Exercise details :: An exact copy of the listing is what is needed here; write it out in full.

Input data ::
PR #2236, opened 2026-08-27
docs(adr): ADR-049 Amendment 6 — incumbent classification at boot

ohdearquant:
Adds Amendment 6 to ADR-049. Documentation only; no code in this PR.

## Problem

Daemon boot answers "may I clean up the rendezvous and bind?" using a probe
predicate that returns a bare boolean. A boolean cannot distinguish "nothing is
serving this socket" from "something is serving it that this client may not
use", so three responses emitted by a demonstrably live daemon — a
protocol-version mismatch, a config mismatch, and a metrics reply — take the
same unlink-and-bind path as an absent endpoint.

Unlinking a live daemon's socket and pid file does not stop it. The result is a
second listener bound beside a running owner, which contradicts the convergence
requirement already stated in Amendment 3: exactly one live, identity-matching
daemon owning the rendezvous.

## What the amendment specifies

- Separates **liveness** (is anything serving this socket?) from
  **acceptability** (is it a peer I can share it with?), and states that
  unlink-and-rebind is licensed by a negative answer to liveness alone.
- Enumerates eleven incumbent states with a normative disposition per state.
  Only two of them permit binding. The other nine are refusals today collapsed
  into cleanup.
- Replaces the boolean with a `MayBind` / `Refuse { pid, reason }` disposition,
  since a single bit is what invites the collapse.
- Makes **exit codes normative**, because supervisors read them: a supervisor
  configured to restart only on unsuccessful exit treats exit 0 as a deliberate
  stop. Configuration-class refusals exit 0; state-class refusals exit nonzero.
- Specifies `--replace-incumbent` as the only path that may remove a live
  incumbent: operator-elected, signal then **wait for observed process death**,
  refuse on timeout with the socket intact, never an implicit `SIGKILL`.
- States test obligations that assert **outcomes** — incumbent still alive,
  socket still present, no second listener — rather than return values, since a
  return-value-only test passes while the socket is unlinked under a live
  process.

## Two readings recorded because they are easy to invert

- The Consequences section calls the daemon disposable in the sense that killing
  and respawning it is safe. That licenses replacement being safe; it does not
  make replacement something boot performs unprompted.
- Amendment 3 already anticipates multiple launch attempts and lets the
  daemon-side fence pick the sole owner, so losing that fence is legitimate
  rather than an error, and that state exits cleanly.

## Scope

One state in the table is reachable only defensively: the boot probe's request
frame does not set the metrics flag, and the daemon's metrics reply is gated on
that flag in the requesting frame, so boot cannot elicit a metrics-only reply.
It is retained and labelled as defensive, because a reply carrying metrics is
still unambiguous proof of life and misreading it as absence would be the same
defect.

Amendments 3, 4 and 5, the client-side recoverer lock, and the daemon-side boot
fence are unchanged. This amendment constrains only what boot may conclude from
a probe result and what it may do about it.

### DIFF
--- a/docs/adr/ADR-049-khived-daemon.md
+++ b/docs/adr/ADR-049-khived-daemon.md
@@ -328,3 +328,133 @@ is not consulted as request cancellation state, preserving repeated daemon-run
 tests. A blocking write that ignores async abort continues to own its SQLite
 connection until its blocking closure exits; the daemon never interrupts that
 write or reports a retryable read timeout for it.
+
+## Amendment 6 (2026-08-26): incumbent classification at boot
+
+Boot answers one question — "may I clean up the rendezvous and bind?" — and the
+convergence invariant above requires that the answer be governed by whether a
+daemon is **live**, never by whether it is one this process would choose to talk
+to. This amendment separates those two questions and enumerates the states boot
+must distinguish.
+
+### Liveness and acceptability are different questions
+
+- **Liveness**: is a process serving this socket right now? Answered by the
+  connect and by whether anything comes back at all.
+- **Acceptability**: is that process a peer this client can share the rendezvous
+  with? Answered by identity — protocol version and `config_id`.
+
+Unlink-and-rebind is licensed by a negative answer to **liveness only**. It is
+never licensed by a negative answer to acceptability, because an unacceptable
+peer that is alive still owns the socket. Removing its rendezvous files does not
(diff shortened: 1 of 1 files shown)


ohdearquant:
Superseded by #2240, which carries this amendment's final content unchanged. Closing so the change has a single home.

Output ::
PR #2236, opened 2026-08-27
docs(adr): ADR-049 Amendment 6 — incumbent classification at boot

ohdearquant:
Adds Amendment 6 to ADR-049. Documentation only; no code in this PR.

## Problem

Daemon boot answers "may I clean up the rendezvous and bind?" using a probe
predicate that returns a bare boolean. A boolean cannot distinguish "nothing is
serving this socket" from "something is serving it that this client may not
use", so three responses emitted by a demonstrably live daemon — a
protocol-version mismatch, a config mismatch, and a metrics reply — take the
same unlink-and-bind path as an absent endpoint.

Unlinking a live daemon's socket and pid file does not stop it. The result is a
second listener bound beside a running owner, which contradicts the convergence
requirement already stated in Amendment 3: exactly one live, identity-matching
daemon owning the rendezvous.

## What the amendment specifies

- Separates **liveness** (is anything serving this socket?) from
  **acceptability** (is it a peer I can share it with?), and states that
  unlink-and-rebind is licensed by a negative answer to liveness alone.
- Enumerates eleven incumbent states with a normative disposition per state.
  Only two of them permit binding. The other nine are refusals today collapsed
  into cleanup.
- Replaces the boolean with a `MayBind` / `Refuse { pid, reason }` disposition,
  since a single bit is what invites the collapse.
- Makes **exit codes normative**, because supervisors read them: a supervisor
  configured to restart only on unsuccessful exit treats exit 0 as a deliberate
  stop. Configuration-class refusals exit 0; state-class refusals exit nonzero.
- Specifies `--replace-incumbent` as the only path that may remove a live
  incumbent: operator-elected, signal then **wait for observed process death**,
  refuse on timeout with the socket intact, never an implicit `SIGKILL`.
- States test obligations that assert **outcomes** — incumbent still alive,
  socket still present, no second listener — rather than return values, since a
  return-value-only test passes while the socket is unlinked under a live
  process.

## Two readings recorded because they are easy to invert

- The Consequences section calls the daemon disposable in the sense that killing
  and respawning it is safe. That licenses replacement being safe; it does not
  make replacement something boot performs unprompted.
- Amendment 3 already anticipates multiple launch attempts and lets the
  daemon-side fence pick the sole owner, so losing that fence is legitimate
  rather than an error, and that state exits cleanly.

## Scope

One state in the table is reachable only defensively: the boot probe's request
frame does not set the metrics flag, and the daemon's metrics reply is gated on
that flag in the requesting frame, so boot cannot elicit a metrics-only reply.
It is retained and labelled as defensive, because a reply carrying metrics is
still unambiguous proof of life and misreading it as absence would be the same
defect.

Amendments 3, 4 and 5, the client-side recoverer lock, and the daemon-side boot
fence are unchanged. This amendment constrains only what boot may conclude from
a probe result and what it may do about it.

### DIFF
--- a/docs/adr/ADR-049-khived-daemon.md
+++ b/docs/adr/ADR-049-khived-daemon.md
@@ -328,3 +328,133 @@ is not consulted as request cancellation state, preserving repeated daemon-run
 tests. A blocking write that ignores async abort continues to own its SQLite
 connection until its blocking closure exits; the daemon never interrupts that
 write or reports a retryable read timeout for it.
+
+## Amendment 6 (2026-08-26): incumbent classification at boot
+
+Boot answers one question — "may I clean up the rendezvous and bind?" — and the
+convergence invariant above requires that the answer be governed by whether a
+daemon is **live**, never by whether it is one this process would choose to talk
+to. This amendment separates those two questions and enumerates the states boot
+must distinguish.
+
+### Liveness and acceptability are different questions
+
+- **Liveness**: is a process serving this socket right now? Answered by the
+  connect and by whether anything comes back at all.
+- **Acceptability**: is that process a peer this client can share the rendezvous
+  with? Answered by identity — protocol version and `config_id`.
+
+Unlink-and-rebind is licensed by a negative answer to **liveness only**. It is
+never licensed by a negative answer to acceptability, because an unacceptable
+peer that is alive still owns the socket. Removing its rendezvous files does not
(diff shortened: 1 of 1 files shown)


ohdearquant:
Superseded by #2240, which carries this amendment's final content unchanged. Closing so the change has a single home.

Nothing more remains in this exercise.